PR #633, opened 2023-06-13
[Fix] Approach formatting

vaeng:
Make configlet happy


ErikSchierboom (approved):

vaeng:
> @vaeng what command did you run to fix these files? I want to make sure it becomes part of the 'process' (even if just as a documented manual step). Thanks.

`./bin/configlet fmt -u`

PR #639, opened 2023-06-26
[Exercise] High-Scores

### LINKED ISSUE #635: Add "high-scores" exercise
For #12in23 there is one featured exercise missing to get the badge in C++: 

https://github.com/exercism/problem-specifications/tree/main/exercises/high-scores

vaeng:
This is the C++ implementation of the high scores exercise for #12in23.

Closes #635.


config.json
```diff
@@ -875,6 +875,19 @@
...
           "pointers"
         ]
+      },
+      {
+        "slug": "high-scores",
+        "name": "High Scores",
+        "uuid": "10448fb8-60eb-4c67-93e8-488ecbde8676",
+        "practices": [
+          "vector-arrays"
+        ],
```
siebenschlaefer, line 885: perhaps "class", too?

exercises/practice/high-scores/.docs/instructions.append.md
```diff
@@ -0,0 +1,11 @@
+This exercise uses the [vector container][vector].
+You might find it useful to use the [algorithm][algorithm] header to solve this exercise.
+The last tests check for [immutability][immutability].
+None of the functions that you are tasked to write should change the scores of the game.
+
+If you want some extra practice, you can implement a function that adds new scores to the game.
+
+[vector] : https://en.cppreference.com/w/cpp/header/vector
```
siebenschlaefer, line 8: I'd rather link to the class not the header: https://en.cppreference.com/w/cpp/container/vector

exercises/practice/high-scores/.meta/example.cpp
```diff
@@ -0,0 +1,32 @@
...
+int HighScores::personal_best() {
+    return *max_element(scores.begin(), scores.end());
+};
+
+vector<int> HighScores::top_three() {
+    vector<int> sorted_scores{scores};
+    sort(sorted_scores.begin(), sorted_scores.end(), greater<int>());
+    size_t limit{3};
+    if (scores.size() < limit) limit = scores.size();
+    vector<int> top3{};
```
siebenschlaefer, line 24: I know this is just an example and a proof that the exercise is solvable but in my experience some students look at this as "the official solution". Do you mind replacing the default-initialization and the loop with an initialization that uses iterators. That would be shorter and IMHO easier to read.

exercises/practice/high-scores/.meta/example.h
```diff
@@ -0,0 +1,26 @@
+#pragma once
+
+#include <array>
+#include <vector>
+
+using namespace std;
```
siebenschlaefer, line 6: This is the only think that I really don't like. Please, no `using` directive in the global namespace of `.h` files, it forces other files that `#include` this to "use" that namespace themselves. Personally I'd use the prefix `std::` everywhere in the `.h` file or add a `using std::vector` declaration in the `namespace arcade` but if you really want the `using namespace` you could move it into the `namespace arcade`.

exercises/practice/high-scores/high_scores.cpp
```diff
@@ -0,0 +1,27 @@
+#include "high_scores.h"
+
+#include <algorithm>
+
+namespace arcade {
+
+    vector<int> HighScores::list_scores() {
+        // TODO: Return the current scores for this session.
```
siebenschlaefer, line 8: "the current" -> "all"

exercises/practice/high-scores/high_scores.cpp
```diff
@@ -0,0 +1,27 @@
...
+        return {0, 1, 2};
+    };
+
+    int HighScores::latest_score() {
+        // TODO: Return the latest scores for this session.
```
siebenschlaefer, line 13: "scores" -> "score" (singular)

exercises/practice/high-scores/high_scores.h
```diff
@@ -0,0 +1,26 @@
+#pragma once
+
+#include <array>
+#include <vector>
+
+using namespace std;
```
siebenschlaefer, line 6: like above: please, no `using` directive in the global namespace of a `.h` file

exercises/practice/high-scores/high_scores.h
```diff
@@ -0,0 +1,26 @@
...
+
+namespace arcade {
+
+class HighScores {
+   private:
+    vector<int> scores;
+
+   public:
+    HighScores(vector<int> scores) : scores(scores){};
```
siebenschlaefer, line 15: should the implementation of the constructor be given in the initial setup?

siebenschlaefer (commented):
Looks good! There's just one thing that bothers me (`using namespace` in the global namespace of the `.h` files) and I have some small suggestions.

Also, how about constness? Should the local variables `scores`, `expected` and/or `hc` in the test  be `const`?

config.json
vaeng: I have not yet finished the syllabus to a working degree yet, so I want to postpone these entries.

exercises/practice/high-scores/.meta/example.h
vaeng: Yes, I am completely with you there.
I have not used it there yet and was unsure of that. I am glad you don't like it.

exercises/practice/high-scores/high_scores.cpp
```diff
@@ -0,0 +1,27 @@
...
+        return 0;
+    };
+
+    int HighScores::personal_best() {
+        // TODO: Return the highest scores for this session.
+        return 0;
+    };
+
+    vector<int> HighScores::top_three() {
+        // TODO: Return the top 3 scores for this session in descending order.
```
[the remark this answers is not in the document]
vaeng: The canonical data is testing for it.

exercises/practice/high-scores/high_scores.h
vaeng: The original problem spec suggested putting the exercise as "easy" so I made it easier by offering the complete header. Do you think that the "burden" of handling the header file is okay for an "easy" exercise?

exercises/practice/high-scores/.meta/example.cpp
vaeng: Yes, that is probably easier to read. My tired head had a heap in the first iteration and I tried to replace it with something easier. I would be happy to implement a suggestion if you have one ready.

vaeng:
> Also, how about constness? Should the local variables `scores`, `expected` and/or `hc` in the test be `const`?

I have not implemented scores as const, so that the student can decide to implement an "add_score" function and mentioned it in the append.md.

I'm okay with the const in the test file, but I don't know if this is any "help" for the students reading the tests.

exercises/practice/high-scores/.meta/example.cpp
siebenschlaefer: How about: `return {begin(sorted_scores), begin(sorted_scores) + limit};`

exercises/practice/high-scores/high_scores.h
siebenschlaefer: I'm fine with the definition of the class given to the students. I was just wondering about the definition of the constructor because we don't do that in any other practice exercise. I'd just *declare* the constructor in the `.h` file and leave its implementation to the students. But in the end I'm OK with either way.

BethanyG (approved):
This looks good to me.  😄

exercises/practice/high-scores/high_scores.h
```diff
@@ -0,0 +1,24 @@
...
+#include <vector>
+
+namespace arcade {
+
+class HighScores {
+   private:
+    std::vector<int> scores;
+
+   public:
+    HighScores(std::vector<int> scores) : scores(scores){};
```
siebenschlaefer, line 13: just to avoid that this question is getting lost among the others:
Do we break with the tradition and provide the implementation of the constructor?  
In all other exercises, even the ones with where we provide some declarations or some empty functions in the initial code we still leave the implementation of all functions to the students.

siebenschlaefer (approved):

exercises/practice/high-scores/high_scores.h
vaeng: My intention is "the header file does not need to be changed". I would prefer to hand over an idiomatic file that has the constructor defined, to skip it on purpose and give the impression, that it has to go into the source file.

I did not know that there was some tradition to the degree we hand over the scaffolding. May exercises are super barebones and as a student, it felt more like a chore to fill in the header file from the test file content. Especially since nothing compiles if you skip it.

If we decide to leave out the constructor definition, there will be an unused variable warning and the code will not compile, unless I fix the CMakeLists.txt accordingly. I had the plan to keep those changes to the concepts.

- _What the task asks_: The word to find is "happy". Copy every line of the records that holds it.

- _Answer section_:
Make configlet happy
vaeng: Yes, that is probably easier to read. My tired head had a heap in the first iteration and I tried to replace it with something easier. I would be happy to implement a suggestion if you have one ready.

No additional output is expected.